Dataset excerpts
———

PR #127, opened 2018-02-21
A number of autospec improvements

bryteise:
Taken from a patchset from @fenrus75

### DIFF
--- a/autospec/pkg_integrity.py
+++ b/autospec/pkg_integrity.py
@@ -223,19 +223,21 @@ def head_request(url):
 
 
 def get_signature_url(package_url):
-    if '://pypi.' in package_url[:13]:
+    if 'samba.org' in package_url:
+        return package_url + '.asc'
+    elif '://pypi.' in package_url[:13]:
         return package_url + '.asc'
     elif 'mirrors.kernel.org' in package_url:
         return package_url + '.sig'
     else:
         try:
-            st = head_request(package_url + '.sig')
-            if st == 200 or st == 302:
-                return package_url + '.sig'
             st = head_request(package_url + '.asc')
             if st == 200 or st == 302:
                 return package_url + '.asc'
-            st = head_request(package_url + '.asc')
+            st = head_request(package_url + '.sig')
+            if st == 200 or st == 302:
+                return package_url + '.sig'
+            st = head_request(package_url + '.sign')
             if st == 200 or st == 302:
                 return package_url + '.sign'
         except:
--- a/autospec/specfiles.py
+++ b/autospec/specfiles.py
@@ -1275,8 +1275,33 @@ qmake {}QMAKE_CFLAGS=\"$CFLAGS\" QMAKE_CXXFLAGS=\"$CXXFLAGS\" QMAKE_LFLAGS=\"$LD
         self.write_variables()
         self._write_strip('CFLAGS="$CFLAGS" CXXFLAGS="$CXXFLAGS" LDFLAGS="$LDFLAGS" meson --prefix /usr --buildtype=plain {0} builddir'.format(config.extra_configure))
         self._write_strip("ninja -v -C builddir")
+
+        if config.config_opts['32bit']:
+            self._write_strip("pushd ../build32")
+            self._write_strip('export PKG_CONFIG_PATH="/usr/lib32/pkgconfig"')
+            self._write_strip('export CFLAGS="$CFLAGS -m32"')
+            self._write_strip('export CXXFLAGS="$CXXFLAGS -m32"')
+            self._write_strip('export LDFLAGS="$LDFLAGS -m32"')
+            self._write_strip('CFLAGS="$CFLAGS -m32" CXXFLAGS="$CXXFLAGS -m32" LDFLAGS="$LDFLAGS "'
+                              '"-m32 PKG_CONFIG_PATH="/usr/lib32/pkgconfig" meson "'
+                              '"--libdir=/usr/lib32 --prefix /usr --buildtype=plain {0} builddir'
+                              .format(config.extra_configure))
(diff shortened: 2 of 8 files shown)


autospec/pkg_integrity.py
```diff
@@ -223,19 +223,21 @@ def head_request(url):
...
 def get_signature_url(package_url):
-    if '://pypi.' in package_url[:13]:
+    if 'samba.org' in package_url:
+        return package_url + '.asc'
+    elif '://pypi.' in package_url[:13]:
         return package_url + '.asc'
     elif 'mirrors.kernel.org' in package_url:
         return package_url + '.sig'
     else:
         try:
```
busykai: This bothers me so much, maybe it's the appropriate moment to re-write the whole `try:` body as:
```python
try:
    iter = (package_url + "." + ext for ext in ("sig", "asc", "sign"))
        for sign_url in iter:
            if head_request(sign_url) in (200, 302):
                return sign_url
except:
    pass
```

matthewrsj:
Commit 1: I'd rather see this consistently implemented throughout the code base before applying this. I don't think applying this selectively helps with readability.

matthewrsj:
Commit 2: +1

matthewrsj:
Commits 3-6: +1

matthewrsj:
Commit 7: -1, look just a few lines lower. This is implemented already.

autospec/pkg_integrity.py
matthewrsj: Agree that is much better, but maybe not as part of this patchset. Feel free to open a PR for that change though.

matthewrsj:
Commits 8 and 11: +1

Commits 9 and 10 require further review.

autospec/pkg_integrity.py
busykai: Opened #128. It can wait till this merges so @bryteise wouldn't have to resolve.

bryteise:
@matthewrsj For commit 1, do you want the types literally everywhere or just for global values before accepting? I'm dropping the patch from this series though in the mean time.

bryteise:
@matthewrsj Once 9 and 10 are reviewed I'll push and updated set with 1 and 7 removed.

matthewrsj:
I guess just for all global values would be a good start, though I'm not entirely convinced these are necessary at all. From what I can tell it is just for readability and linting warnings, no? Anyways that can be in a separate PR to discuss there.

> we need to start the typing somewhere tbh

Ok, but let's at least cover all of *something* not just some of the globals. At least cover all the globals before merging this.

bryteise:
@fenrus75 I do note that the makes autospec python 3.6+ which we've stepped back from before.

matthewrsj:
> @fenrus75 I do note that the makes autospec python 3.6+ which we've stepped back from before.

Good point, we deprecated the new format strings (`f"..."`) to support at least 3.5

autospec/specfiles.py
```diff
@@ -431,8 +436,11 @@ def write_variables(self):
                 flags.extend(["-Os", "-ffunction-sections", "-fdata-sections", "-fno-semantic-interposition"])
         if config.config_opts['security_sensitive']:
             flags.append("-fstack-protector-strong")
+            flags.append("-mzero-caller-saved-regs")
```
matthewrsj: This change is not related to the AVX512 code this patch applies.

autospec/specfiles.py
```diff
@@ -581,6 +594,14 @@ def write_cmake_install(self):
             self._write_strip("popd")
             self._write_strip("rm -f %{buildroot}/usr/bin/*")
 
+        if config.config_opts['use_avx512']:
+            self._write_strip("mkdir -p %{buildroot}/usr/lib64/haswell/avx512_1")
+            self._write_strip("pushd clr-build-avx512")
+            self._write_strip("%s %s || :\n" % (self.install_macro, self.extra_make_install))
+            self._write_strip("mv %{buildroot}/usr/lib64/*so* %{buildroot}/usr/lib64/haswell/avx512_1 || :")
+            self._write_strip("popd")
```
matthewrsj: optional, can this be moved one line up?

autospec/specfiles.py
```diff
@@ -838,6 +885,35 @@ def write_autogen_pattern(self):
                                       config.extra_configure32))
             self.write_make_line(True)
             self._write_strip("popd")
+
+        if config.config_opts['use_avx2']:
```
matthewrsj: Not really part of AVX512, but fine because it is the same type of change.

autospec/specfiles.py
```diff
@@ -1169,8 +1275,32 @@ def write_meson_pattern(self):
         self.write_variables()
         self._write_strip('CFLAGS="$CFLAGS" CXXFLAGS="$CXXFLAGS" LDFLAGS="$LDFLAGS" meson --prefix /usr --buildtype=plain {0} builddir'.format(config.extra_configure))
         self._write_strip("ninja -v -C builddir")
+
+        if config.config_opts['32bit']:
```
matthewrsj: Here and below, different change from AVX512 changes.

autospec/specfiles.py
bryteise: You want the popd moved up one line? Do you want that moved up in the avx2 code above this as well?

matthewrsj:
Commit 10: Eh, sure. I'm not sure I like the fallback being the homedir but I don't really have a better alternative, so +1 for that.

autospec/specfiles.py
matthewrsj: sure, optional like I said though. little deal.

bryteise: Skipping for now.

bryteise:
@matthewrsj Updated.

———

PROBLEM REQUIREMENTS:
Every line from the data above that contains "like" must appear in the answer.

EXPECTED OUTPUT:
Commit 10: Eh, sure. I'm not sure I like the fallback being the homedir but I don't really have a better alternative, so +1 for that.
matthewrsj: sure, optional like I said though. little deal.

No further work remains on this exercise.